You can see the full output from the API and the sheer richness of the annotations it produces (jump to the bottom of the page to see the OCR and Web Entities):

Now let's collapse the JSON query above into a single line and run over the entire collection of 945 preview images:

mkdir RUSSIA24_20220830_160000_Fakti-CVAPI
cat FRAMELIST.TXT | parallel -j 20 --eta "curl -s -H \"Content-Type: application/json\" -H \"Authorization: Bearer $(gcloud auth print-access-token)\" https://vision.googleapis.com/v1/images:annotate -d '{ \"requests\": [ { \"image\": { \"source\": { \"gcsImageUri\": \"gs://[YOURBUCKET]/RUSSIA24_20220830_160000_Fakti/{}.jpg\" } }, \"features\": [ { \"maxResults\": 200, \"type\": \"WEB_DETECTION\" },{\"maxResults\":200,\"type\":\"LANDMARK_DETECTION\"},{\"maxResults\":200,\"type\":\"LABEL_DETECTION\"},{\"type\":\"LOGO_DETECTION\"},{\"type\":\"FACE_DETECTION\"},{\"type\":\"TEXT_DETECTION\"} ] } ] }' > ./RUSSIA24_20220830_160000_Fakti-CVAPI/{}.json"

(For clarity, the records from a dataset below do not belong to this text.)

PR #507, opened 2026-05-12
Use OIDC when auth is missing

malclocke:
`BUILDKITE_TEST_ENGINE_API_ACCESS_TOKEN` is the token used by `bktec` to communicate to the test planning API.

`BUILDKITE_ANALYTICS_TOKEN` is used by the language specific test collector libraries to upload test execution results to Test Engine.

Previously these both had to be set manually to a user API token and a suite token respectively, but support has been added recently to allow a single short lived OIDC token generated by `buildkite-agent` to be used in place of both tokens.

With the changes in this PR, if either `BUILDKITE_TEST_ENGINE_API_ACCESS_TOKEN` or `BUILDKITE_ANALYTICS_TOKEN` are blank, they are populated with a temporary OIDC token generated via `buildkite-agent oidc request-token`. If both are missing the same OIDC token is used for both.

The token lifetime defaults to 2 hours but can be overridden with `--oidc-lifetime`.


internal/config/mock-buildkite-agent
```diff
@@ -0,0 +1,13 @@
+#!/bin/bash
```
malclocke, line 1: This script is only used by the test suite.

internal/config/validate.go
```diff
@@ -33,6 +37,17 @@ func (c *Config) validate() error {
 		}
 	}
 
+	if c.AccessToken == "" {
+		token, err := c.generateOidcToken()
```
malclocke, line 41: Implementing this in `config.validate` is the lowest touch approach AFAICT. This does mean that `bktec` will potentially be shelling out to `buildkite-agent` to fetch a token before the configuration has been completely validated.

It would be preferable IMO to generate a token "just in time" on the first use, but that would be a larger rework.

cli.go
```diff
@@ -154,11 +155,38 @@ var parallelismFlag = &cli.IntFlag{
...
+var uploadTokenFlag = &cli.StringFlag{
+	Name:        "upload-token",
+	Category:    "TEST ENGINE",
+	Usage:       "Buildkite collector upload token. If not set, an OIDC token will be generated using buildkite-agent",
+	Sources:     cli.EnvVars("BUILDKITE_ANALYTICS_TOKEN"),
+	Destination: &cfg.UploadToken,
+	Hidden:      true,
+}
+
+var oidcFlag = &cli.BoolWithInverseFlag{
```
malclocke, line 172: Adding a flag here as a kill switch for the OIDC token generation, in case it causes problems for users. The boolean flag `--oidc` defaults to `true`, but can be turned off with `--no-oidc`.

cli.go
```diff
@@ -332,6 +360,12 @@ var debugFlag = &cli.BoolFlag{
 	Destination: &cfg.DebugEnabled,
 }
 
+var buildkiteAgentCommandFlag = &cli.StringFlag{
```
malclocke, line 363: `bktec plan` uses `buildkite-agent` to run `buildkite-agent pipeline upload`. This flag allows the user to set the command to run `buildkite-agent`, but I haven't included the changes to make `bktec plan` honour the provided value as it requires a wee bit of rework in the tests.

So if a user runs `bktec --buildkite-agent-command /path/to/buildkite-agent`:

- OIDC tokens will be generated with `/path/to/buildkite-agent oidc request-token`
- Dynamic pipelines will be uploaded with `buildkite-agent pipeline upload`

We can leave this as is, or I can add support for the latter here or in a follow up at the reviewers discretion.

We could also make the flag hidden, as it's currently only used for setting a `mock-buildkite-agent` as the command when running tests.

gchan: Maybe make it a hidden flag for now until we make `bktec plan` respect this flag? Perhaps add a comment here for future travellers that `plan` doesn't honour this flag yet?

gchan: If we plan to not make it hidden, we may want to document it with `Category`, `Usage`, etc.

internal/config/validate.go
gchan: I'm feeling a bit nervous about the `validate` function modifying the configuration. However, there is already some precedent with the `Identifier` being synthesised from other fields.

gchan: JIT sounds great, perhaps a lazy `GetAcessToken` function on Config.
A non-JIT approach may include a 'resolve' step/function between parsing and validation.

internal/config/validate_test.go
```diff
@@ -566,3 +566,23 @@ func TestConfigValidate_TagFiltersOnlyWorksWithPytest(t *testing.T) {
 		}
 	})
 }
+
+func TestConfigValidate_OidcTokens(t *testing.T) {
```
gchan, line 570: Should we add a test which ensures `AccessToken` and `UploadToken` isn't overwritten when one or the other is missing?

internal/config/validate.go
```diff
@@ -90,6 +105,24 @@ func (c *Config) validate() error {
...
+			c.UploadToken = c.AccessToken
+		} else {
+			// If OIDC was *not* used to generate the bktec API access token then we need
+			// to generate a token for collector uploads.
+			token, err := c.generateOidcToken()
+
+			if err != nil {
+				c.errs.appendFieldError("BUILDKITE_ANALYTICS_TOKEN", "%v", err)
+			}
+			c.UploadToken = token
```
gchan, line 122:
```suggestion
			if err != nil {
				c.errs.appendFieldError("BUILDKITE_ANALYTICS_TOKEN", "%v", err)
			} else {
			   c.UploadToken = token
			}
```

internal/config/validate.go
```diff
@@ -90,6 +105,24 @@ func (c *Config) validate() error {
...
+	// Upload token could come from the env BUILDKITE_ANALYTICS_TOKEN, but may be blank ...
+	if c.UploadToken == "" {
+		if c.accessTokenIsOIDC {
+			// If OIDC was used to generate the bktec API access token then the same token
+			// can be used for collector uploads.
+			c.UploadToken = c.AccessToken
+		} else {
+			// If OIDC was *not* used to generate the bktec API access token then we need
+			// to generate a token for collector uploads.
+			token, err := c.generateOidcToken()
```
gchan, line 117: Do we want to shout loudly if "" is returned when `--no-oidc` is set and there is no upload token?

At the moment, I believe we will set `UploadToken` to "" and set the envar  BUILDKITE_ANALYTICS_TOKEN to ""

internal/config/validate.go
```diff
@@ -201,3 +234,26 @@ func (c *Config) ValidateForPlan() error {
...
+	lifetime := strconv.Itoa(int(c.OidcLifetime.Seconds()))
+	// Skipping a security linter check here. The issue is "G204: Subprocess launched with a potential tainted input or cmd arguments"
+	// Given that running tainted input commands is bktec's raison d'etre this is acceptable.
+	cmd := exec.Command(c.BuildkiteAgentCommand, "oidc", "request-token", "--audience", suiteUrl, "--lifetime", lifetime) //nolint:gosec
+	cmd.Stderr = &errorWriter
+	cmd.Stdout = &tokenWriter
+	cmd.Env = os.Environ()
+
+	if err := cmd.Run(); err != nil {
+		return "", fmt.Errorf("Error generating token: %s: %v", errorWriter.String(), err)
```
gchan: Nit: error strings are typically not capitalised (ST1005). I wonder if our linter is working? Or whether this is just an optional convention?

internal/config/validate.go
```diff
@@ -90,6 +105,24 @@ func (c *Config) validate() error {
 func (c *Config) ValidateForRun() error {
 	_ = c.validate()
 
+	// Upload token could come from the env BUILDKITE_ANALYTICS_TOKEN, but may be blank ...
+	if c.UploadToken == "" {
+		if c.accessTokenIsOIDC {
+			// If OIDC was used to generate the bktec API access token then the same token
+			// can be used for collector uploads.
+			c.UploadToken = c.AccessToken
```
gchan, line 113: This assumes `validate` is already called and `c.AccessToken` has been set.

internal/config/validate.go
```diff
@@ -201,3 +234,26 @@ func (c *Config) ValidateForPlan() error {
 
 	return nil
 }
+
+func (c *Config) generateOidcToken() (token string, err error) {
```
gchan, line 238: Nit: should we capitalise `Oidc` to `OIDC`?

gchan (approved):
Nice small OIDC integration. I've left a few questions, suggested corrections and minor nits but have approved this PR. 

I wonder if we should add tests to ensure the tokens are not overwritten when one is absent. 

I noted whether we should fail loudly when --no-oidc is set and there is no token provided.

I assumed we have discussed the OIDC lifetime internally and decided 2 hours is sufficient for most users.

internal/config/validate.go
malclocke: `c.UploadToken` is set via the CLI flag from `BUILDKITE_ANALYTICS_TOKEN`. So with `--no-oidc` the behaviour is the same as today - `BUILDKITE_ANALYTICS_TOKEN` will be blank for the runner if it's blank in the environment.

internal/config/validate.go
malclocke: We don't seem to have an agreed convention, so I'll leave as is for now.

```
internal/api/client_test.go:func TestHttpClient_AttachAccessTokenToRequest(t *testing.T) {

internal/command/plan_test.go:func TestPlanJSON(t *testing.T) {
```

internal/config/validate.go
gchan: Yep agree it's the current behaviour today. My previous comment was a thought whether we want to 'fail-fast'er if `BUILDKITE_ANALYTICS_TOKEN` is not set and avoid setting the env var to a blank string. 

Feel free to ignore as this feels a little beyond the scope of this change.

internal/config/validate.go
malclocke: It looks like this linter should be enabled by default, not sure why it's not. I'll look at the linter in a follow up.

malclocke: Linter is working, this particular line seems to be hitting some internal exclude list 🤷 

```diff
diff --git a/internal/config/validate.go b/internal/config/validate.go
index 336e908..06a7169 100644
--- a/internal/config/validate.go
+++ b/internal/config/validate.go
@@ -252,7 +252,7 @@ func (c *Config) generateOidcToken() (token string, err error) {
        cmd.Env = os.Environ()
 
        if err := cmd.Run(); err != nil {
-               return "", fmt.Errorf("error generating token: %s: %v", errorWriter.String(), err)
+               return "", fmt.Errorf("Not a great error: %s: %v", errorWriter.String(), err)
        }
 
        return strings.TrimSpace(tokenWriter.String()), nil
```

```
$ staticcheck  ./...
internal/config/validate.go:255:14: error strings should not be capitalized (ST1005)
```

```diff
diff --git a/internal/config/validate.go b/internal/config/validate.go
index 336e908..6403011 100644
--- a/internal/config/validate.go
+++ b/internal/config/validate.go
@@ -252,7 +252,7 @@ func (c *Config) generateOidcToken() (token string, err error) {
        cmd.Env = os.Environ()
 
        if err := cmd.Run(); err != nil {
-               return "", fmt.Errorf("error generating token: %s: %v", errorWriter.String(), err)
+               return "", fmt.Errorf("Error can be capitalized for some reason: %s: %v", errorWriter.String(), err)
        }
 
        return strings.TrimSpace(tokenWriter.String()), nil
```

```
$ staticcheck  ./...
$ echo $?
0
```

cli.go
malclocke: Updated to hidden

internal/config/validate_test.go
malclocke: Tests added.

internal/config/validate.go
malclocke: @gchan we can enable [ST1003](https://staticcheck.dev/docs/checks/#ST1003) and add OIDC to the [list of initializms](https://staticcheck.dev/docs/configuration/options/#initialisms) if you like, LMK.

gchan: Sounds good to me, if you'd like, I can possibly do this.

This will output the API's annotation of each preview image to its own JSON file.

You can download the final ZIP file containing all of the annotations of this broadcast to see what the results look like for an entire broadcast:

Surprisingly, despite the incredible richness of the annotations being performed, the final cost to annotate this entire hour-long broadcast with all 6 requested annotation types is just $11. To perform just OCR over the broadcast costs just $1.50 or just $0.60 per hour-long broadcast at higher volumes. Adding logo detection alongside OCR costs just $3.00 per broadcast or $1.20 at higher volumes.

We hope this experiment showcases the power of coupling the Visual Explorer's downloadable preview image ZIP files with machine vision to enable rapid cataloging and assessment of the visual narratives of television news from across the world.